Task item:
Determine how many lines of the entries include the word "destination", and report that number with no further text.

Data records:
□ □ □
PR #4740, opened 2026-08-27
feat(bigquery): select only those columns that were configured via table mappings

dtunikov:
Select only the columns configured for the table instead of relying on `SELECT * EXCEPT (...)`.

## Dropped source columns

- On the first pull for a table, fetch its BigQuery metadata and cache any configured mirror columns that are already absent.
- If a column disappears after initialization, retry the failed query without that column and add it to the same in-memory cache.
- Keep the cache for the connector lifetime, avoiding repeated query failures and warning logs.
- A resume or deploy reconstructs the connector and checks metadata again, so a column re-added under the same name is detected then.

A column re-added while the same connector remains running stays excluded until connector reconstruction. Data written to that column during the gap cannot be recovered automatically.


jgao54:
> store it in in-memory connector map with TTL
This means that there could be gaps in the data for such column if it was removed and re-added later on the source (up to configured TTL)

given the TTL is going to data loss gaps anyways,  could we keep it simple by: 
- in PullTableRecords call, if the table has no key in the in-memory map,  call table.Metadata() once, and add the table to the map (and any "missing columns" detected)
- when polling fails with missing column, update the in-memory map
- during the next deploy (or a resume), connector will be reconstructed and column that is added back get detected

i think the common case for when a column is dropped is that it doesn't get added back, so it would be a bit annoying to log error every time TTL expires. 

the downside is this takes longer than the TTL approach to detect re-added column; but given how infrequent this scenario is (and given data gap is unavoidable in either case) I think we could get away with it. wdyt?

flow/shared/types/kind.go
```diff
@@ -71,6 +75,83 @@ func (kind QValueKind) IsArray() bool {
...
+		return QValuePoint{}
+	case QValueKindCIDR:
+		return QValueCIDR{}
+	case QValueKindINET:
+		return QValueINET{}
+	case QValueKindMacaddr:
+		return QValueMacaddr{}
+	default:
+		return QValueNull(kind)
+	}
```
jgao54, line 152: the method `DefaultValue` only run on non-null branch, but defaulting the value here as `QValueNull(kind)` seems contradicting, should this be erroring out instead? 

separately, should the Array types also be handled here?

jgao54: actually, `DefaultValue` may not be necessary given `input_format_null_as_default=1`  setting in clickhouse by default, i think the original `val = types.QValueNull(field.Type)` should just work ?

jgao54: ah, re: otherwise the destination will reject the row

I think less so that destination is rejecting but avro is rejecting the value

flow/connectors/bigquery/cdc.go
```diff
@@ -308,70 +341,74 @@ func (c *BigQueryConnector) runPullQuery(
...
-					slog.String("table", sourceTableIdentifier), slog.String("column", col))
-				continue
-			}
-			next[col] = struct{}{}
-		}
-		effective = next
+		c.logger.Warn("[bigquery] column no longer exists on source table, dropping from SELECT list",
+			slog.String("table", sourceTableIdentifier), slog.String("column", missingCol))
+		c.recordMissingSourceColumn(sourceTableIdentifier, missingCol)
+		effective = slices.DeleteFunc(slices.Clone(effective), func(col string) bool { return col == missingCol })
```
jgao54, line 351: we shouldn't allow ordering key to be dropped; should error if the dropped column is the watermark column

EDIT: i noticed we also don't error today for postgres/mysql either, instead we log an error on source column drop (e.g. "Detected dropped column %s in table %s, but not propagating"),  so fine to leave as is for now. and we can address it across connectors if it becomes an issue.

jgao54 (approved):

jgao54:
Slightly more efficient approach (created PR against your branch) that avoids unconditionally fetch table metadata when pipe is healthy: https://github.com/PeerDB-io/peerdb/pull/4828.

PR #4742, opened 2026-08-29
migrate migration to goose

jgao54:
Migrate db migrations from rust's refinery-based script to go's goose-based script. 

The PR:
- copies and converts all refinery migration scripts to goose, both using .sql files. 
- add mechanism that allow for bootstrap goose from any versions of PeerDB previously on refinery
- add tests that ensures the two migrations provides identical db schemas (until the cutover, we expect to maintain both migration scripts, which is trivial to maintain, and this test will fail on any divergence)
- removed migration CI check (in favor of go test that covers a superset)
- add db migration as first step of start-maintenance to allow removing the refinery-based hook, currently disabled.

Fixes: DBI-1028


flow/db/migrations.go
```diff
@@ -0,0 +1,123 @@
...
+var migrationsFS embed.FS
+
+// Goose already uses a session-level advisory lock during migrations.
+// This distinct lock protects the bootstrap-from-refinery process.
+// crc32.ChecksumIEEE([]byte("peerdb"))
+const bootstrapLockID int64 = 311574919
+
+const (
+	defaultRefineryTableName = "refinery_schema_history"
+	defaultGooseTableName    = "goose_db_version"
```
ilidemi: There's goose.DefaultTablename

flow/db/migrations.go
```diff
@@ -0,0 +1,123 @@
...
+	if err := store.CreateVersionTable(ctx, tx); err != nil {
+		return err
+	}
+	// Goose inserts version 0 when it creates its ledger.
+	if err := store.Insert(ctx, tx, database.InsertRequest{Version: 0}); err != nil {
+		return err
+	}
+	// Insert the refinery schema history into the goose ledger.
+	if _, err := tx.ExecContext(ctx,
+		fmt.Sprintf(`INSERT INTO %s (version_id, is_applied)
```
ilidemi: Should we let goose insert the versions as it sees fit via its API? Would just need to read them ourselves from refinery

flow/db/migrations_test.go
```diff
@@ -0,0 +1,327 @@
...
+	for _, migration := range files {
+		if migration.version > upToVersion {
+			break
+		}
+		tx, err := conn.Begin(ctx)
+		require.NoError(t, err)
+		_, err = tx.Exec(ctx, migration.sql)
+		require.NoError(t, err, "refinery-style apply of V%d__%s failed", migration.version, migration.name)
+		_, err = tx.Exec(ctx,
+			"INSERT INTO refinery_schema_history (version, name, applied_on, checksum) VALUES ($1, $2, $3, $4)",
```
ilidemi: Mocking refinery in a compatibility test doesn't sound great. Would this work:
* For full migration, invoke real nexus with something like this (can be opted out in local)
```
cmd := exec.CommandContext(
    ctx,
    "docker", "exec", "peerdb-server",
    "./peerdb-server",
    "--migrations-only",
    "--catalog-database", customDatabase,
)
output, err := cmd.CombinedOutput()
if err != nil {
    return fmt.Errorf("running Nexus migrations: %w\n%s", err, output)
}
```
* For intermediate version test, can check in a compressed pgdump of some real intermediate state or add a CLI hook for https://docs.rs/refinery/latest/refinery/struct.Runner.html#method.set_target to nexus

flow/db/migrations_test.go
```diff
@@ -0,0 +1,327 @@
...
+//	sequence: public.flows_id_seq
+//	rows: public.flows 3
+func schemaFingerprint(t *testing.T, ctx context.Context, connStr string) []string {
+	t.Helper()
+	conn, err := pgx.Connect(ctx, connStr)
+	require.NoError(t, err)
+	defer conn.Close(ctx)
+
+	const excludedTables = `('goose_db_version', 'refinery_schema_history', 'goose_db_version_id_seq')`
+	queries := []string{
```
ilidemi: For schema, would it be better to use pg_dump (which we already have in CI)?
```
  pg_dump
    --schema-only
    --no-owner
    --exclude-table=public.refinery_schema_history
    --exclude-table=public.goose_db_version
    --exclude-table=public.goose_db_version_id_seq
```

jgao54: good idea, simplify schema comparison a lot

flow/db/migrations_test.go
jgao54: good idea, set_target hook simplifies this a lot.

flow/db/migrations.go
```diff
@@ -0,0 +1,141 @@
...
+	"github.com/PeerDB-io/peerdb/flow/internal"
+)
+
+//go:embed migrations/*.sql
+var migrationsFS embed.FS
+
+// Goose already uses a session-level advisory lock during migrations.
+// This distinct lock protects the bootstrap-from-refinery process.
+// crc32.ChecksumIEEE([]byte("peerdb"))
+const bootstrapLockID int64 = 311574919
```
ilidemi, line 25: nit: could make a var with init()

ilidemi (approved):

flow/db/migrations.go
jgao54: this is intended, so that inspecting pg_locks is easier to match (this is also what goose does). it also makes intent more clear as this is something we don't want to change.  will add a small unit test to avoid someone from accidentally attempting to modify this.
□ □ □
Response to the exercise:
2